If you’ve been looking for a new workstation to run SOLIDWORKS, Revit, or other popular CAD applications, and you’ve compared our products to our competitors, you may have noticed something. While other companies tend to use ECC memory in their systems designed for CAD, BOXX does not. Why is that?

For any professional work done on a computer, accuracy is important. If you can’t rely on your workstation to function reliably, you’re using the wrong workstation. That said, in the tech world, reliability is a spectrum. A company that runs molecular dynamics simulations or processes financial transactions is going to be concerned with accuracy more than someone doing general office work. The important thing to keep in mind is where your work falls on that spectrum so you end up spending the right amount on the right equipment.

ECC memory is slower and more expensive than your average memory, so it’s important to know the benefits before forking over the extra dough. ECC memory has an extra chip on each stick that serves a special purpose. When you get down to it, everything a computer does can be reduced to a bunch of 1’s and 0’s. Sometimes, it accidentally spits out a 0 instead of a 1, and ECC memory—or error-correcting code memory—fixes that “bit-flip” error when it detects it. Every computer encounters errors like this sometimes, and many of them don’t cause problems, and therefore go unnoticed. However, if you’ve ever had a program crash or a file was corrupted, it’s possible it was due to one of these errors.

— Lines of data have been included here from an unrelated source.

PR #456, opened 2025-07-25
fix: enum and types as DataModels for TS based languags

fayekelmith:
Address #455 for Typscritpt, Rust, and Angular. 

updated their queries to capture Enum and Types as DataModels as well.

### DIFF
--- a/ast/src/lang/queries/angular.rs
+++ b/ast/src/lang/queries/angular.rs
@@ -195,10 +195,17 @@ impl Stack for Angular {
     fn data_model_query(&self) -> Option<String> {
         Some(format!(
             r#"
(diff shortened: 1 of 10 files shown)


fayekelmith:
> is there more testing we can add here?
> 
> every possible combination should be tested...
> 
> * interface with no methods
> * interface with methods
> * type
> * class `implements` interface
> * etc etc etc, there are probably a lot right?

I'll update the tests for identifying different DataModels.

For class - Implements -> Interface tests, I'll add them in a different PR. This PR is mostly about just Data Model Queries.

Evanfeenstra (approved):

Interestingly, what causes these random errors isn’t necessarily faulty equipment, but subatomic particles from space. While most cosmic rays scatter when they enter the earth’s atmosphere, a few make it to the ground and sometimes interact with the electrical signals inside your computer. Sometimes this interaction causes a bit-flip, which can lead to errors. Even more interestingly, science-fiction author Isaac Asimov predicted this phenomenon in a novel 25 years before a scientific paper was published on the matter. He used it to scramble a robot’s brain, but the principle is the same.

But back to the point. Most importantly, ECC memory is designed to work with processors that tend to have lots of cores that run at lower frequencies, which is precisely the opposite of what you want for CAD applications, which run best with a processor with fewer cores at higher frequencies. That’s why BOXX models perfect for engineers and architects, like our flagship APEXX S3, run professionally overclocked Intel® Core™ i7 or i9 processors with all-core frequencies of up to 5.1GHz.

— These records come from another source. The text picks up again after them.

Issue #566, opened 2025-08-29
Add property date_added_to_graph in unix timestamp


tomsmith8:
## Task

Any time we add or sync a node in the graph, store date_added_to_graph in unix timestamp

example: `"date_added_to_graph": "1731665418.2726846"`

PR #572, opened 2025-09-01
add last modified to node

### LINKED ISSUE #567: Extend /graph endpoint
Currently we can get only one node type at a time. That means there is no way to get other node types, and connections between them. What we need to do is to return latest nodes of different types, and connections between them. 

possible solutions: 
- add latest param (based on https://github.com/stakwork/stakgraph/issues/566)
- add limit
- node_type should accept several types or none(return all)

fayekelmith:
Extending /graph endpoint 

Closes #567 #566

### DIFF
--- a/ast/src/lang/graphs/neo4j_utils.rs
+++ b/ast/src/lang/graphs/neo4j_utils.rs
@@ -78,7 +78,7 @@ impl NodeQueryBuilder {
     let query = format!(
         "MERGE (node:{}:{} {{node_key: $node_key}})
          ON CREATE SET node += $properties, node.date_added_to_graph = $now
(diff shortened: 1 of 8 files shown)


fayekelmith:

ast/src/lang/graphs/neo4j_utils.rs
```diff
@@ -75,14 +75,14 @@ impl NodeQueryBuilder {
...
-            ON CREATE SET node += $properties
-            ON MATCH SET node += $properties
-            Return node",
-            self.node_type.to_string(),
-            DATA_BANK,
-        );
+    let query = format!(
+        "MERGE (node:{}:{} {{node_key: $node_key}})
+         ON CREATE SET node += $properties, node.date_added_to_graph = $now
+         ON MATCH SET node.date_added_to_graph = CASE WHEN node.hash IS NULL OR node.hash <> $properties.hash THEN $now ELSE node.date_added_to_graph END, node += $properties
```
Evanfeenstra, line 81: why are you checking node.hash here?

PR #581, opened 2025-09-02
Feat: function capture v2

fayekelmith:
attempt to fix loss calls in #574


ast/src/lang/queries/react.rs
```diff
@@ -327,10 +313,11 @@ impl Stack for ReactTs {
                         )
                     )
                 )
-            )
-        ] @{FUNCTION_DEFINITION}"#
-        )
-    }
+            ) @{FUNCTION_DEFINITION}
```
Evanfeenstra, line 316: lets revert this to the original form

PR #595, opened 2025-09-05
feat: understanding endpoint and hint node type

### LINKED ISSUE #585: Project "Hints"
Phase 1

1. Pass in a question about the code base
2. Agentically explore the code to answer the question (use /explore route)
3. Save the output as a text chunk (we are calling these Hints)
4. You now have a question paired with a text summary
5. Store the question and answer as a node in the graph
6. Generate edges between this Q&A node to each file or function mentioned in the output
7. Vectorize just the question part the of text

When a user asks a question in Hive, we search the vectorized questions and pass back the plain text answer.

Phase 2
Ask the LLM to generate the 100 top questions to ask about a repo.

Phase 3
Expose the use of this to /explore
Explose /explore as an MCP for Goose/Agent

Phase 4
Cross repo version of this process

fayekelmith:
- [X] Add Hint NodeType
- [X] Create `GET /understanding`
- [x] Edge creation from Hint to Reference Nodes
- [x] Update /understanding to be more flexible

Closes #585

### DIFF
--- a/mcp/src/graph/neo4j.ts
+++ b/mcp/src/graph/neo4j.ts
@@ -1,4 +1,3 @@
-import { anthropic } from "@ai-sdk/anthropic";
 import neo4j, { Driver, Session } from "neo4j-driver";
 import fs from "fs";
 import readline from "readline";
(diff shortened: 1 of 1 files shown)


mcp/src/graph/neo4j.ts
```diff
@@ -512,6 +530,143 @@ class Db {
     }
   }
 
+  async create_hint(question: string, answer: string, embeddings: number[]) {
+    const session = this.driver.session();
+    const name = question.slice(0, 80);
+    const node_key = `Hint|:|${name}|:|hint://generated|:|0`;
```
Evanfeenstra, line 536: can you clean up the node key? i think we already have function to clean string (no special characters, strings, etc)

If you’re running servers that store troves of valuable company data, or you’re training deep learning models (BOXX sells Data Science Workstations too, by the way), of course you will want to minimize the possibility of an error that could lead to data corruption as much as possible, in which case ECC memory is the obvious choice. However, regarding your daily CAD workstation, it is likely a better idea to use a system with higher frequencies that offers maximum performance like the APEXX S3, and simply follow good PC etiquette: save early, save often, and make frequent backups just in case.